Data Readiness = Solid Technique

All those failed AI projects we’re seeing across industries like finance, fashion, and tech share one painful truth: they tried to climb without sound technique. Their data wasn’t clean, complete, or contextualized.

Without good technique, no amount of strength helps. In climbing, you spend hours literally hanging from a wall. Have you ever tried to hang from a bar for even a minute? Try it. You'll be shocked at how fast you slip off or otherwise burn your arms and have to let go. In business, disorganized data means your AI can’t learn the right moves and is trying to hang on using brute force rather than proper technique.

Before you throw AI at your go-to-market strategy, ask:

  • Have we documented the process we want AI to replicate?
  • Are our customer insights clear and accessible?
  • Do we know which motion creates actual lift versus noise?

If not, you’re just flagging blindly in the dark and your AI will seek the least path of resistance, which may not be a favorable outcome.

The Send Comes After the Sequence

The companies that are “sending it” right now, the ones with real AI traction, didn’t skip ahead. They climbed their way to repeatability first. They:

  1. Found their crux (the one metric or motion that really matters).
  2. Learned the sequence (the repeatable path to growth).
  3. Then layered AI to make those moves smoother, faster, and more scalable.

That’s the formula: human discovery first, AI efficiency second.
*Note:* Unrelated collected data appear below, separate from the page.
PR #2003, opened 2024-08-31
Polars: add cut transformation and categorical dtype

### LINKED ISSUE #894: Polars: add `make_expr_cut`
**Description**
- **Class**: Expr
- **DSL Variant:** Function: Cut 
   - **Purpose**: for multi-quantiles

--- 

Shoeboxam:
Closes #894

### DIFF
--- a/python/test/test_polars.py
+++ b/python/test/test_polars.py
@@ -2,6 +2,7 @@ import pytest
 import opendp.prelude as dp
 import os
 import warnings
+import re
 
 
 def test_polars_version():
@@ -579,7 +580,6 @@ def test_pickle_bomb():
     from polars._utils.wrap import wrap_expr  # type: ignore[import-not-found]
     from opendp._lib import lib_path
     import io
-    import re
     import pickle
 
     # modified from https://intoli.com/blog/dangerous-pickles/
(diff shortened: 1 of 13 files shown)


Shoeboxam:
* **#2004** <a href="https://app.graphite.dev/github/pr/opendp/opendp/2004?utm_source=stack-comment-icon" target="_blank">Graphite</a>
* **#2003** <a href="https://app.graphite.dev/github/pr/opendp/opendp/2003?utm_source=stack-comment-icon" target="_blank">Graphite</a> 👈
* `main`

<h2></h2>

rust/src/domains/polars/series/mod.rs
```diff
@@ -215,12 +215,64 @@ impl<T: CheckAtom + PrimitiveDataType> SeriesAtomDomain for OptionDomain<AtomDom
...
+}
+
+impl CategoricalDomain {
+    /// Only use this constructor if you know both the category set,
+    /// as well as how the categories are encoded.
+    ///
+    /// Typically when Polars constructs categorical data,
+    /// it assigns indices by the order encountered in the data, making the encoding data-dependent.
+    /// An example where this can be called is for categorical data emitted by the Polars cut expression,
+    /// where the categories and encoding are pre-determined by the expression (the bin edges).
```
mccalluc, line 231: This is interesting. I had tried to use category at some point in a docs example, for something like state abbreviations, but it sounds like we would never recommend that. (But this isn't bootstrapped, so it's not showing up in the generated code in any case.)

Maybe the actionable thing here is to note in our Polars table that categories aren't available, and explain why not? File an issue from this comment if that seems like a good route.

mccalluc (dismissed):
Looks good. Think I've reviewed bits of this before, though not in this PR? Let me know if anything deserves a closer look.

rust/src/domains/polars/series/mod.rs
Shoeboxam: I've gone ahead and fleshed this PR out to actually add categoricals. You can use categorical data with unknown encodings, so long as you don't read or change the encoding.

python/test/test_polars.py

View from the top of Royal Flush - Frisco Co

Final Thought: The AI Beta Isn’t Yours Until You’ve Climbed It

Every founder and product team wants the send photo, the one on top of the mountain of success. But if you let AI start climbing for you before you’ve felt the rock yourself, you’ll never understand what makes your product stick. You'll build a solution that doesn't have a problem and wonder why customers can't understand your vision.

AI is the strongest partner you’ll ever have once you’ve earned your own calluses, but it can’t pull you through the crux of product-market fit. That’s the V12 problem every company has to climb the hard way. Start with the problem. Solve it. Iterate until customers have to have it. Finally, send it!